I am actually more inclined to think it's an onomatopoeia, you know


----------



## OldAvatar

cherine said:


> Thanks Trisia
> 
> Well, I was hoping for something that would explain the resemblance, but well...
> Thanks for the info



The Romanian dictionary says indeed that *sughiţ* comes from Latin _subgluttiare_. This explanation may look, indeed, a bit tricky, but you can make a better clue if you have a look at the Italian word, which is very similar in pronunciation: _singhiozzo _(something like: Ro: soogheets; It: seengheotso).

@Trisia: In my oppinion, it may be a resemblance of an expression (archaic form, but following the Latin logic of _subgluttiare_): *sub gâţi *(under the throat). But of course, it is just a personal oppinion. However, it is a weird word indeed, considering its doubtful traces...


----------



## Nizo

In Esperanto, "a hiccup" (also spelled "hiccough" in English) is _singulto_.  The verb is _singulti _or_ hiki_.  The sound is _hik!  _The word _singulti_ comes from the Latin _singultare_.


----------



## Outsider

OldAvatar said:


> The Romanian dictionary says indeed [...] from Latin _subgluttiare_. This explanation may look, indeed, a bit tricky, but you can make a better clue if you have a look at the Italian word, which is very similar in pronunciation: _singhiozzo _


I went to check, and that's also the origin of Portuguese _soluço_, via the verb _soluçar_.


----------



## kusurija

In Czech:
1. hiccup (as convulsions of diaphragma)
noun: škytavka
verb: škytat; noun made of verb: škytání
onomatopoe: škyt

2. hiccup (as inproper pronunciation doubling or multiplying whole or part of syllables)
noun: koktání
verb: koktat

In Lithuanian:
1. n. žagsėjimas
v. žagsėti
2. 
n. mikčiojimas
v. mikčioti

Thanks Trisia!


----------



## apmoy70

Greek:

*«Λόξυγγας»* [ˈlɔ.k͜si.ŋgas] (masc.), possibly from the ancient 3rd declension masc. *«λύγξ» lúnk͜s* (nom. sing.), *«λυγγός» lŭngós* (gen. sing.) --> _hiccup_ (PIE *sluk-/*slug- _to swallow_ cf W. llyncu, _to swallow_, Pol. łkać. _to sob_). 
«Λύγξ > *λύγξυγγας > λόξυγγας»


----------



## Dymn

_Singlot _in *Catalan*, related then to Portuguese _soluço _and Italian _singhiozzo_.


----------



## Penyafort

Dymn said:


> _Singlot _in *Catalan*, related then to Portuguese _soluço _and Italian _singhiozzo_.

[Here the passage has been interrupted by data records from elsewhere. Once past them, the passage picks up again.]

PR #390, opened 2016-11-03
Refactoring io_fits

ejeschke:
- this is an alternate implementation of PR389 (Load FITS table
  automatically when there is no image)
- Refactors io_fits so that the decision about what kind of object to
  make (AstroImage or AstroTable) is made in the context of the FITS
  loader, which has the information at hand about the HDUs and their
  types
- Still allows AstroImage and AstroTable objects to be created and use
  load_file() or load_hdu(), but code is reduced overall by centralizing
  the handling somewhat

- still need a little more refactoring to provide support for fitsio
  loader, but this shouldn't be difficult

### DIFF
--- a/ginga/AstroImage.py
+++ b/ginga/AstroImage.py
@@ -11,7 +11,7 @@ import logging
 import time
 import traceback
 
-import numpy, numpy.ma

And to Spanish *singulto* (which is technical and never used but exists).


----------



## TheCrociato91

Penyafort said:


> And to Spanish *singulto* (which is technical and never used but exists).



Same in Italian. Except that I wouldn't say it's never used but it's extremely rare and possibly regional (my grandma speaks more dialect than actual Italian but she basically only says _singulto_ instead of _singhiozzo_; or, when speaking dialect, _sanglót_, which looks very French-like  ).


----------



## Sardokan1.0

In *Sardinian*, where I live is :

*Taccullitta*

in other areas :

*Tuccullitta / ticcullitta / tziccullitta /singullitta*

P.S.
In Sardinian is feminine


I wonder if it could be onomatopoeic. Let's take for example "Taccullitta", in Sardinian language it's also the diminutive of "Taccula", a bird of the corvidae family. Coincidence, the call of this bird sounds like the human hiccup.


----------



## Penyafort

TheCrociato91 said:


> Same in Italian. Except that I wouldn't say it's never used but it's extremely rare and possibly regional (my grandma speaks more dialect than actual Italian but she basically only says _singulto_ instead of _singhiozzo_; or, *when speaking dialect, sanglót, *which looks very French-like  ).



Interesting. Because in Catalan, _singlot _is hiccup but *sanglot *is a sob. At least in the standard, because to me they're both the same thing and I've always considered it a variation.


----------